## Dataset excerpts
PR #13735, opened 2025-06-29
Add Set C-API

jeremyevans:
This should be a minimal C-API needed to deal with Set objects. It
supports creating the sets, checking whether an element is the set,
adding and removing elements, iterating over the elements, clearing
a set, and returning the size of the set.

As some of the function names I wanted to use in the C-API were
already used internally, I had to rename some existing internal functions.

### DIFF
--- a/include/ruby/intern.h
+++ b/include/ruby/intern.h
@@ -51,6 +51,7 @@
 #include "ruby/internal/intern/re.h"
 #include "ruby/internal/intern/ruby.h"
 #include "ruby/internal/intern/select.h"
+#include "ruby/internal/intern/set.h"
 #include "ruby/internal/intern/signal.h"
 #include "ruby/internal/intern/sprintf.h"
 #include "ruby/internal/intern/string.h"
--- a/include/ruby/internal/intern/set.h
+++ b/include/ruby/internal/intern/set.h
@@ -1,0 +1,111 @@
+#ifndef RBIMPL_INTERN_SET_H                         /*-*-C++-*-vi:se ft=cpp:*/
+#define RBIMPL_INTERN_SET_H
+/**
+ * @file
+ * @author     Ruby developers <ruby-core@ruby-lang.org>
+ * @copyright  This  file  is   a  part  of  the   programming  language  Ruby.
+ *             Permission  is hereby  granted,  to  either redistribute  and/or
+ *             modify this file, provided that  the conditions mentioned in the
+ *             file COPYING are met.  Consult the file for details.
+ * @warning    Symbols   prefixed  with   either  `RBIMPL`   or  `rbimpl`   are
+ *             implementation details.   Don't take  them as canon.  They could
+ *             rapidly appear then vanish.  The name (path) of this header file
+ *             is also an  implementation detail.  Do not expect  it to persist
+ *             at the place it is now.  Developers are free to move it anywhere
+ *             anytime at will.
+ * @note       To  ruby-core:  remember  that   this  header  can  be  possibly
+ *             recursively included  from extension  libraries written  in C++.
+ *             Do not  expect for  instance `__VA_ARGS__` is  always available.
+ *             We assume C99  for ruby itself but we don't  assume languages of
+ *             extension libraries.  They could be written in C++98.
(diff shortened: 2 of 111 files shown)


include/ruby/internal/intern/set.h
```diff
@@ -0,0 +1,111 @@
...
+
+/**
+ * Creates a new, empty set object.
+ *
+ * @return  An allocated new instance of ::rb_cSet.
+ */
+VALUE rb_set_new(void);
+
+/**
+ * Identical to rb_set_new(), except it additionally specifies how many elements
```
nobu:
```suggestion
 * Identical to rb_set_new(), except it additionally specifies how many elements
```

st0012:
Should `rb_cSet` also be exposed in `include/ruby/internal/globals.h`?
Having it exposed will also allow ZJIT's to optimize for Set objects more easily ([PR](https://github.com/ruby/ruby/pull/13743)).

jeremyevans:
> Should `rb_cSet` also be exposed in `include/ruby/internal/globals.h`? Having it exposed will also allow ZJIT's to optimize for Set objects more easily ([PR](https://github.com/ruby/ruby/pull/13743)).

Yes, it should.  I updated this to include that change.

set.c
```diff
@@ -1913,6 +1913,56 @@ compat_loader(VALUE self, VALUE a)
...
+}
+
+VALUE
+rb_set_new(void)
+{
+    return set_alloc_with_size(rb_cSet, 0);
+}
+
+VALUE
+rb_set_new_capa(unsigned long capa)
```
rhenium: Should this take a `size_t`, to match the type used in `rb_set_size()`?

st0012:
Headsup: I've exposed `rb_cSet` [in `zjit.c`](https://github.com/ruby/ruby/blob/master/zjit.c#L35) for now. So you'll need to remove it when rebasing this PR.

set.c
jeremyevans: The underlying function takes the size as `st_index_t`. I didn't want to have the public header depend on `st.h` types. I think either `size_t` or `unsigned long` would work. For the common platforms, `st_index_t` is `unsigned long` (I think it's `unsigned long long` on Windows).

rhenium: I think `rb_set_new_capa()` and `rb_set_size()` should use the same type. Avoiding `st_index_t` here seems like a good idea to me as well.

I think `size_t` would be simpler, since we seem to assume it has the same size as a pointer type (and happens to be compatible with `st_index_t`), whereas `unsigned long` can sometimes be smaller.

spec/ruby/optional/capi/set_spec.rb
```diff
@@ -0,0 +1,96 @@
+require_relative 'spec_helper'
+
+load_extension("set")
+
+describe "C-API Set function" do
```
eregon, line 5: Thank you for adding these C API specs, that will definitely help implementing those functions on other Rubies.

jeremyevans:
> Headsup: I've exposed `rb_cSet` [in `zjit.c`](https://github.com/ruby/ruby/blob/master/zjit.c#L35) for now. So you'll need to remove it when rebasing this PR.

Rebased and updated to remove it from `zjit.c`.

set.c
jeremyevans: Makes sense to me. When I rebased today, I included that change.

include/ruby/intern.h
```diff
@@ -51,6 +51,7 @@
 #include "ruby/internal/intern/re.h"
 #include "ruby/internal/intern/ruby.h"
 #include "ruby/internal/intern/select.h"
+#include "ruby/internal/intern/set.h"
```
nobu, line 54: May this be unnecessary?
Maybe it's enough to include "ruby/set.h" only when Set-API is used, as well as "ruby/io.h"?

jeremyevans: I agree that it isn't strictly necessary.  However, I'd like the Set C-API to be usable in a similar manner to the Array/Hash C-API, and I don't believe those require separate includes.  If you do not feel that is appropriate, please let me know and I'll submit a PR to switch to `ruby/set.h`

PR #13736, opened 2025-06-29
fix building issue when using gcc15, because C23 is default

clan:
otherwise build is failed with:

> error: static declaration of ‘rb_io_closed_p’ follows non-static declaration

### DIFF
--- a/ext/socket/rubysocket.h
+++ b/ext/socket/rubysocket.h
@@ -292,8 +292,8 @@ extern VALUE rb_eResolution;
 #ifdef SOCKS
 extern VALUE rb_cSOCKSSocket;
 #  ifndef SOCKS5
-void SOCKSinit();
-int Rconnect();
+void SOCKSinit(char *);
+int Rconnect(int, const struct sockaddr *, socklen_t);
 #  endif
 #endif
 


nobu:
Please send the patches for [io-console] and [strscan] to each upstreams.

[io-console]: https://github.com/ruby/io-console
[strscan]: https://github.com/ruby/strscan

nobu:
And a typo in the last commit log,  socketc should be socket, I guess.

clan:
> Please send the patches for [io-console](https://github.com/ruby/io-console) and [strscan](https://github.com/ruby/strscan) to each upstreams.

ah, i think this is the reason why these two functions (maybe more) are implemented again?

nobu:
I don't think this fix is the best.
Probably it can be fixed by passing the header name to `have_func` calls, such ash `have_func("rb_io_path", "ruby/io.h")`.

nobu:
Anyway, this may need backports to stable branches.
Could you file an issue at the [BTS](https://bugs.ruby-lang.org)?

clan:
> Anyway, this may need backports to stable branches. Could you file an issue at the [BTS](https://bugs.ruby-lang.org)?

ok, problem on ext/strscan had been fixed in commit 4585ccd90f4251f4d42bfc338a5e14100236fa15, backport is needed.

will file an issue when free.

clan:
https://bugs.ruby-lang.org/issues/21497

clan:
io-console had been fixed in https://github.com/ruby/io-console/commit/dd013030dd276a7372df34cf43ada1c14d0cbc21

clan:
does ext/socket has upstream?

nobu:
No, `socket` is bound to ruby core itself deeply and a few libraries including it are needed to work rubygems.

PR #13743, opened 2025-06-30
ZJIT: Add new ZJIT types for Set

st0012:
This allows ZJIT to identify Set objects and provide special optimization for them later on.

One issue is that `rb_cSet` is not currently exposed yet, which I also [proposed](https://github.com/ruby/ruby/pull/13735#issuecomment-3018773453) in [Jeremy's PR for `Set`'s C-API](https://github.com/ruby/ruby/pull/13735).

### DIFF
--- a/zjit/src/hir_type/mod.rs
+++ b/zjit/src/hir_type/mod.rs
@@ -1,6 +1,6 @@
 #![allow(non_upper_case_globals)]
 use crate::cruby::{Qfalse, Qnil, Qtrue, VALUE, RUBY_T_ARRAY, RUBY_T_STRING, RUBY_T_HASH};
-use crate::cruby::{rb_cInteger, rb_cFloat, rb_cArray, rb_cHash, rb_cString, rb_cSymbol, rb_cObject, rb_cTrueClass, rb_cFalseClass, rb_cNilClass, rb_cRange};
+use crate::cruby::{rb_cInteger, rb_cFloat, rb_cArray, rb_cHash, rb_cString, rb_cSymbol, rb_cObject, rb_cTrueClass, rb_cFalseClass, rb_cNilClass, rb_cRange, rb_cSet};
 use crate::cruby::ClassRelationship;
 use crate::cruby::get_class_name;
 use crate::cruby::rb_mRubyVMFrozenCore;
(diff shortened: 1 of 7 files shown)


include/ruby/internal/globals.h
```diff
@@ -93,6 +93,7 @@ RUBY_EXTERN VALUE rb_cRandom;                 /**< `Random` class. */
 RUBY_EXTERN VALUE rb_cRange;                  /**< `Range` class. */
 RUBY_EXTERN VALUE rb_cRational;               /**< `Rational` class. */
 RUBY_EXTERN VALUE rb_cRegexp;                 /**< `Regexp` class. */
+RUBY_EXTERN VALUE rb_cSet;                    /**< `Set` class. */
```
tekknolagi: To avoid poking too much at Jeremy's PR too much, you can do the usual ZJIT approach and do this in `zjit.c`. I think that should work?

zjit/src/hir_type/mod.rs
```diff
@@ -143,6 +143,10 @@ fn is_range_exact(val: VALUE) -> bool {
     val.class_of() == unsafe { rb_cRange }
 }
 
+fn is_set_exact(val: VALUE) -> bool {
```
tekknolagi: Please inline this; the other ones are only outlined because of the prism GC-hiding weirdness

zjit/src/hir_type/mod.rs
```diff
@@ -585,6 +593,19 @@ mod tests {
...
     }
 
+    #[test]
+    fn set() {
+        assert_subtype(types::SetExact, types::Set);
+        assert_subtype(types::SetSubclass, types::Set);
+    }
+
+    #[test]
+    fn set_has_ruby_class() {
```
tekknolagi, line 599: This should probably use the with_vm thing because otherwise we're messing with uninitialized pointers. And even though we're not dereferencing them, it makes me uneasy

test/ruby/test_zjit.rb
```diff
@@ -843,6 +843,16 @@ def test_instruction_order
     end
   end
 
+  def test_set
+    assert_compiles '3', %q{
+      def test_set
+        s = Set.new([1, 2, 3])
```
tekknolagi: This isn't testing anything in your PR, really, at least until you add cruby_methods stuff. And even then you will probably want to do the constants trick because the JIT can't (yet) see through Class#new

tekknolagi (approved):
lgtm pending comments

you can do cruby_methods in the next PR if you like, or stack a commit on top

st0012:
I think none of the test failures are related and this is ready for merge 🙏  @ruby/jit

## Work request
Every line that holds the string "optimize" must be copied from the records above.

## Finished task
Having it exposed will also allow ZJIT's to optimize for Set objects more easily ([PR](https://github.com/ruby/ruby/pull/13743)).
> Should `rb_cSet` also be exposed in `include/ruby/internal/globals.h`? Having it exposed will also allow ZJIT's to optimize for Set objects more easily ([PR](https://github.com/ruby/ruby/pull/13743)).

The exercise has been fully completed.